* ACTIVITY *
Return each line of the records below that contains the word "also".

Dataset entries
********

PR #203, opened 2023-04-25
Add in LOCA2 precip with correct units and unit conversions

nicolejkeeney:
ON HOLD FOR NOW: do not review.

This PR adds in the LOCA2 precipitation data with its correct units and unit conversion options. It also modifies how related unit conversions for other precip variables (which have units of mm) are coded in. 

**To test**: Try pulling the precip variables, for LOCA, WRF, and a combination of the two, with different units. Make sure the units and data all look as expected. **TIP**: When testing with the LOCA data, just retrieve and load a year or two of data for a small spatial region to avoid blowing out the memory.

### DIFF
--- a/climakitae/data/variable_descriptions.csv
+++ b/climakitae/data/variable_descriptions.csv
@@ -53,9 +53,9 @@ sfc_runoff,Dynamical,daily/monthly,mm/d,Surface runoff,"The rate at which water 
 subsfc_runoff,Dynamical,daily/monthly,mm/d,Subsurface runoff,"The rate at which  water that has infiltrated the ground surface travels underground until it reaches a body of water (stream, river, etc.)",ae_blue,FALSE
 prec_max,Dynamical,daily/monthly,mm/h,Maximum precipitation,The maximum precipitation rate in a single hour. ,ae_blue,TRUE
 snow,Dynamical,daily/monthly,mm,Snow water equivalent,The amount of water that would be present if all snow melted. ,ae_blue,FALSE
-pr,Statistical,daily/monthly,mm,Precipitation (total),Total precipitation. Computed by summing total gridscale precipitation and total cumulus precipitation.,ae_blue,FALSE
-tasmax,Statistical,daily/monthly,K,Daily maximum air temperature at 2m,The maximum daily air temperature at 2m above the Earth's surface. ,ae_orange,TRUE
-tasmin,Statistical,daily/monthly,K,Daily minimum air temperature at 2m,The minimum daily air temperature at 2m above the Earth's surface. ,ae_orange,TRUE
-uas,Statistical,daily/monthly,m s-1,West-East component of Wind at 10m,"Wind coming from the west, measured at 10m above Earth's surface. By convention, wind coming from the east is negative.",ae_diverging,TRUE
-vas,Statistical,daily/monthly,m s-1,North-South component of Wind at 10m,"Wind coming from the north, measured at 10m above Earth's surface. By convention, wind coming from the south is negative.",ae_diverging,TRUE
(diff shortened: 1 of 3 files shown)


elehmer:
I am getting this error when I try to use both Dynamical and Statistical for Precipitation (Any units, 2098-2100, Aliso San-Onfre WS)

OverflowError: cannot convert float infinity to integer

nicolejkeeney:
> I am getting this error when I try to use both Dynamical and Statistical for Precipitation (Any units, 2098-2100, Aliso San-Onfre WS)
> 
> OverflowError: cannot convert float infinity to integer

That is a super interesting bug you found, Eric! That error is only raised if you have Historical Climate selected. I don't know why this raises an error, but I will investigate in a separate PR, since it's not related to the precip data (the same error occurs with different variables as well).

vicford:
This is for SSP370, 2056-2061 kg/m2/s for SDGE LOCA only.... the size of the plot is changing? 

https://user-images.githubusercontent.com/106171203/234594556-19ce0a2b-88df-4515-80f0-44b1dd0e0bec.mov

elehmer:
> This is for SSP370, 2056-2061 kg/m2/s for SDGE LOCA only.... the size of the plot is changing?
> 
>  Screen.Recording.2023-04-26.at.9.36.47.AM.mov

Looks like due to the changing legend to scientific notation and back. Can we control how those numbers are formatted?

vicford:
> Looks like due to the changing legend to scientific notation and back. Can we control how those numbers are formatted?

Ah, good catch @elehmer.  I think we should also fix the scale/display of what "all zeros" looks like, and that might handle this as well, potentially

vicford:
> colorbar isn't shifting around

Side note, this could potentially be useful across all our geospatial plots, in case someone is making an animation, visual interpretation, etc.

elehmer:
> > colorbar isn't shifting around
> 
> Side note, this could potentially be useful across all our geospatial plots, in case someone is making an animation, visual interpretation, etc.

Yes, when displaying a timeseries it is important to map the symbology to the data in a fixed manner for each time step, otherwise the steps are not easily visually comparable. This can be a struggle if the data ranges vary greatly within the timesteps.

nicolejkeeney:
> Thanks for making these fixes @nicolejkeeney.
> 
> Retrieving data and units all check out for me, tested by looking at WRF, LOCA, and both for various regions, time slices, units, SSPs, etc.
> 
> My one big thought is on how we display the data when it is all zeros (no precip anywhere within the domain at that timeslice). My current thought is that **if it is easy to do**, we assess what the max precip value is per simulation and set the colorbar range between 0 and that max, either for all timeslices or just when the data all displays 0s so that way the colorbar isn't shifting around (potentially might address the comment @elehmer and I are looking at in terms of plot size), the scale is correct for that unit, and the data should all display in the consistent "low end" color.
> 
> I do think we need to address the "sometimes theres a nan sometimes theres a 0" but that's completely separate from this, IMO

Totally agree. Not sure if that is urgent to resolve before merging this PR though, or is more related to how to handle zeroes in the precip data and could be resolved in a separate PR?

vicford:
> Totally agree. Not sure if that is urgent to resolve before merging this PR though, or is more related to how to handle zeroes in the precip data and could be resolved in a separate PR? Would be a change to `app.view()` and should be added for all variables, in my opinion. I agree that the colorbar shifting around is confusing

I was also thinking more on this, and I do think this actually doesn't preclude merging in this PR; it just identified another important thing to address! I'm fine with it being merged in - the main thing was to add the data back in with the correct units!

vicford (approved):
Approving, as my one off comment is now a separate trello card :)

PR #204, opened 2023-04-25
Fix historical + SSP data retrieval bug

nicolejkeeney:
This PR fixes a bug that was raised when the user tries to retrieve historical + SSP data for a time slice that is out of the bounds of the historical time range. For example, ```app.retrieve()``` would raise an error if you had selected "Historical Climate" and one of the SSPs, but only had selected a time range of 2090-2100 (which doesn't include any data in the historical climate range of 1980-2015). 

**To test**: Make sure you can retrieve the data when you have selected both "Historical Climate" and an SSP for a time slice that is completely in the future (i.e 2030-2035).

### DIFF
--- a/climakitae/data_loaders.py
+++ b/climakitae/data_loaders.py
@@ -215,14 +215,14 @@ def _process_and_concat(selections, location, dsets, cat_subset):
 
     if True in ["SSP" in one for one in selections.scenario_ssp]:
         if "Historical Climate" in selections.scenario_historical:
-            # Historical climate will be appended to the SSP data
-            append_historical = True
+            if selections.time_slice[0] > 2015:
+                # Historical climate will be appended to the SSP data
+                append_historical = True
             scenario_list.remove("Historical Climate")
         if "Historical Reconstruction (ERA5-WRF)" in selections.scenario_historical:
             # We are not allowing users to select historical reconstruction data and SSP data at the same time,
             # due to the memory restrictions at the moment
             scenario_list.remove("Historical Reconstruction (ERA5-WRF)")
-
     for scenario in scenario_list:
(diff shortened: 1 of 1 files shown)


vicford (approved):
Works just fine for me now!

climakitae/data_loaders.py
```diff
@@ -215,14 +215,14 @@ def _process_and_concat(selections, location, dsets, cat_subset):
 
     if True in ["SSP" in one for one in selections.scenario_ssp]:
         if "Historical Climate" in selections.scenario_historical:
-            # Historical climate will be appended to the SSP data
-            append_historical = True
+            if selections.time_slice[0] > 2015:
```
elehmer, line 218: Just wondering why this is a `>`? Are we fixing a time slice filter earlier in the code and we set this `True` even though we don't actually append historical?

elehmer (approved):
Works for me as well. Just have a question...

climakitae/data_loaders.py
nicolejkeeney: `append_historical` used to be a param of DataSelectors, which is probably what you're thinking of. The code has since been restructured to automatically append historical if Historical Climate and an SSP is selected. The `append_historical` variable in this chunk of code is just used here in the backend data retrieval, not set by the user. 

The code now checks for time slice > 2015 because the Historical period runs until 2015, so if the time slice is 2016+, we don't need to append the historical period. 

Does that clear it up?

elehmer: I get it but just seems like the logic should be reversed?

nicolejkeeney: Yeah... you're right. Ugh. Just opened a new PR!

PR #206, opened 2023-04-26
Fix data retrieval bug for derived hourly variables

nicolejkeeney:
When working on a different feature, I noticed a bug in the data retrieval of the derived variables. The data retrieval was not working for derived variables if you tried to call `app.retrieve` more than once, because the backend code was setting `selections.variable_id` to a string instead of a list. This fixes that! 

**To test**: Try retrieving a derived variable, which could be one of the following: 
1) Hourly relative humidity
2) Hourly, daily, or monthly dew point temperature 
3) Hourly specific humidity 
4) Hourly wind speed

### DIFF
--- a/climakitae/data_loaders.py
+++ b/climakitae/data_loaders.py
@@ -582,7 +582,7 @@ def _read_catalog_from_select(selections, location, cat, loop=False):
                         "You've encountered a bug. No data available for selected derived variable."
                     )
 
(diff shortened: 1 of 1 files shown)


vicford (approved):
No issues retrieving derived variables! Tested with relative humidity and dew point temperature, but can see in the code change that it would be applicable to all

bethem (approved):
tried a few variables and had no problems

********

* EXERCISE OUTPUT *
This PR adds in the LOCA2 precipitation data with its correct units and unit conversion options. It also modifies how related unit conversions for other precip variables (which have units of mm) are coded in. 
Ah, good catch @elehmer.  I think we should also fix the scale/display of what "all zeros" looks like, and that might handle this as well, potentially
I was also thinking more on this, and I do think this actually doesn't preclude merging in this PR; it just identified another important thing to address! I'm fine with it being merged in - the main thing was to add the data back in with the correct units!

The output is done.